## REQUIREMENT
Search the data below for the line containing "Because even I", then please set down that line and all remaining ones exactly as written.

## RECORDS FOR THIS TASK
PR #17962, opened 2021-05-16
[vcpkg] [Android]Compile armv6 with arm mode

talregev:
Compile armv6 with arm mode


PhoebeHui:
@dan-shaw, could you help further review?

talregev:
I change this setting because when I compile with default `armeabi` setting curl for amrv6 it get exception on runtime.
from `android.toolchain.cmake` file on the ndk 15c:

```cmake
if(ANDROID_ABI MATCHES "armeabi")
	if(ANDROID_ARM_MODE STREQUAL thumb)
		list(APPEND ANDROID_COMPILER_FLAGS
			-mthumb)
	elseif(ANDROID_ARM_MODE STREQUAL arm)
		list(APPEND ANDROID_COMPILER_FLAGS
			
```

The default is `thumb` and it cause exception on run time when running curl command. 
```cmake
if(NOT ANDROID_ARM_MODE)
	set(ANDROID_ARM_MODE thumb)
endif()
```

talregev:
I will close this PR, because arm mode is good for our project, maybe for other project it not good:
https://stackoverflow.com/questions/10638130/what-is-the-arm-thumb-instruction-set
https://stackoverflow.com/questions/25720012/native-components-armeabi-v7a-and-thumb

I will not delete this PR, because to let other people know about this for their android ndk armeabi project.

talregev:
I was thinking to re-open this PR
I think it better to use arm mode then thumb mode,
Because even I try to compile all the client in our open source with thumb flag, I still get an exception in run time when call curl method.

When everything is compile with arm mode it don't happen.

talregev:
@PhoebeHui @dan-shaw

PhoebeHui:
@strega-nil-ms, could you help further review?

## TASK SOLUTION
Because even I try to compile all the client in our open source with thumb flag, I still get an exception in run time when call curl method.

When everything is compile with arm mode it don't happen.

talregev:
@PhoebeHui @dan-shaw

PhoebeHui:
@strega-nil-ms, could you help further review?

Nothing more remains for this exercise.